Я положил кусок ему на нос и так держал. Он осторожно раскрыл пасть, взял кусок и отправился есть.

— Ну вот, молодец! — похвалил я его, когда он вернулся к крыльцу на свое место, и протянул руку, чтобы потрепать его по шее.

Пират зарычал и хватанул зубами манжет рубашки. Должно быть, он думал, не слишком ли много я хочу за один раз, или хотел реабилитироваться за свой предыдущий поступок, за измену самому себе, — своим принципам, когда он взял-таки еду из рук.

Но в том, как схватил зубами манжет, чувствовалась неуверенность. Я понял, что надо железо ковать, пока оно горячо. И я очень заволновался.

— Николай, сейчас… сейчас…

Я снял рубашку (маек мы не носили) и голый по пояс сел рядом с Пиратам и положил ему руку на голову. Он резко повернулся в сторону кисти и застыл. Я гладил его, говорил ему спокойным голосом разные слова. Потом обнял Пирата. Так мы и сидели, а Николай от удивления чуть не выронил кружку.

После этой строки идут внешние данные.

Issue #1393, opened 2021-07-17
In math mode, the percent sign is not shown


parabolapersuader:
## General information
* App version: 2.7.0
* Android version: 10
* Device: Phone
* I understand that this issue will be closed without further notice in case I didn't describe the problem including general information, or didn't [search](https://github.com/gsantner/markor/issues?q=) for similar issues & [requests](https://github.com/gsantner/markor/discussions?discussions_q=).

### Description

Entering something simple like `$22\%$` will show 22<space> instead of the percent sign.

Issue #1389, opened 2021-07-11
Errorneous TeX rendering where multiple `_` or `^` exist in math expressions


Gennadiyev:
## General information
* App version: 2.7.0
* Android version: 10 
* Device: HUAWEI Matepad Pro 10.8

## Description

An attempt was made to render the following formula:

```latex
$\delta ^ {(n)} (at) = \dfrac{1}{|a|} \cdot \dfrac{1}{a ^ n} \delta ^ {(n)} (t)$
```

But it shows bad results:

![Screenshot_20210711_145641.jpg](https://i.loli.net/2021/07/11/gd1MeatlQWEYDJz.jpg)

Similarly, the following equation will also fail to render properly:

```latex
$\left.\mathrm{d}x_1\right|_{x_1=a}$
```

But has a workaround by adding spaces before and after each underscore, to prevent markdown-like syntax from being rendered first.

## References

#952 and #825 are two similar issues about rendering TeX, where a suggestion is provided to use `<div>` to wrap around the markdown block. However, it is a bad practice for markdown writers to use HTML tags within their files. Meanwhile, this issue technically only exist in markor. Because markor is not the only markdown editor I'm currently using, I don't feel necessary to implement this workaround.

## Guessings

I haven't run into the codes yet, but it's quite apparent that markor is attempting to **parse what's wrapped inside the `$...$`, which corrupts the expression before it's sent to KaTeX**.

I fully understand that it may be part of KaTeX's fault, but I'm a MathJax and KaTeX user, regularly calling them in my own projects without such an error.

> I'm not native to English, please forgive for ambiguity.

Gennadiyev:
Quick note: #1393 will also be resolved if KaTeX does not parse beforehands.

gsantner:
feel free to improve math support at Markor, and/or Flexmark (Markors markdown parser/converter).

Markor is not a Markdown parser/converter.

PyTran:
$w^{12}$ is very big $w=0$ is nothing

$w^{12}$ is very big $w^0=0$ is nothing

These is also a related problem when there are two superscripts in the same paragraph. In the above the top line renders correctly but the second line does not.

fgtham:
The easiest way would be to just disable the flexmark Superscript extension:

https://github.com/gsantner/markor/blob/79317e33503a02662ffd7e467a77c343247544e8/app/src/main/java/net/gsantner/markor/format/markdown/MarkdownTextConverter.java#L111

[...]

PR #1575, opened 2022-02-02
Add support for mhchem (KaTeX extension)

fgtham:
KaTeX provides the [mhchem](https://github.com/KaTeX/KaTeX/tree/main/contrib/mhchem)  extension for typesetting chemical formulas. This PR adds the JS asset for KaTeX v011.1 and loads the file right after `katex.min.js`. I hope that's all there is to it :)


gsantner:
Thx. I happily merge. However I don't use KaTex on my own.

There are some issues open about KaTex at Markor and nobody has stepped up to do something about it so far. As you seem to have some idea about it, it would be very cool if you can also check those? <https://github.com/gsantner/markor/issues/1389> <https://github.com/gsantner/markor/issues/1393>

fgtham:
> There are some issues open about KaTex at Markor and nobody has stepped up to do something about it so far. As you seem to have some idea about it, it would be very cool if you can also check those? #1389 #1393

Sure, I will have a look.

> I see there are other KaTex extensions as well. Do you see any other of them as something you would use regular?

There seem to be two other extensions: [Copy-tex](https://github.com/KaTeX/KaTeX/tree/main/contrib/copy-tex) and [`math/tex` Custom Script Type](https://github.com/KaTeX/KaTeX/tree/main/contrib/mathtex-script-type). I am not familiar with either one.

В момент собачьей неуверенности я понял, что ему будет неловко кусать открытое, беззащитное тело. Это все равно, что укусить в лицо. А в лицо собаки не кусают.

С тех пор каждое утро я брал его на руки (тяжелый, черт!), входил с ним в воду и мы купались.

Я стриг его, расчесывал, научил играться с куском оленьей шкуры, возился с ним, и хоть он был по-прежнему собачьим вожаком, характер его был сломлен.

Но победа меня не радовали. Мне не следовало ее добиваться. Ведь Пират потерял свое лицо, забыл истину, которую чувствовал инстинктивно, — ласка человека ведет в конце концов в кабалу и рабство.

Байстрюк и Орлик

Орлик — непритязателен. Ест все, что дают. Я иду на мелководье, там резвятся щуки. Стрелою из карабина в черную узкую тень. Даже если не попаду, Оглушенная щука перевернется вверх животом и утонет. Тут я ее и достану.

Вот и сейчас — стреляю снова. За пять минут добыл пять метровых щук. Несу одну Орлику. Орлик берет рыбу радостно. Физиономия его выражает довольство. Поесть он любит, но никогда не ворчит, если его просят поделиться.

Орлик — черный с белыми пятнами. Одно ухо висит, перекушено в драке. Другое стоит. От этого морда у Орлика простодушно-глуповатая. От этого кажется, будто он всегда доволен жизнью, что бы ни случилось.

Из кустов выходит Байстрюк, молодой черный красивый пес. Байстрюк ложится рядом с Орликом и лапой трогает его рыбу. Орлик не ворчит. Он откусывает себе еще кусок, а остальное милостиво разрешает взять Байстрюку.

Так никогда не бывает. Собака, даже сытая, не отдаст куска. Она не будет есть, но не отдаст другой собаке. А Орлик спокойно делится едой. И если бы только раз. А то ведь очень часто. Наверное, они вместе росли щенками. И их кормили всегда вместе… Но это еще ни о чем не говорит. Возьмите любую семью выросших вместе щенков и вы увидите, как они будут драться из-за мяса.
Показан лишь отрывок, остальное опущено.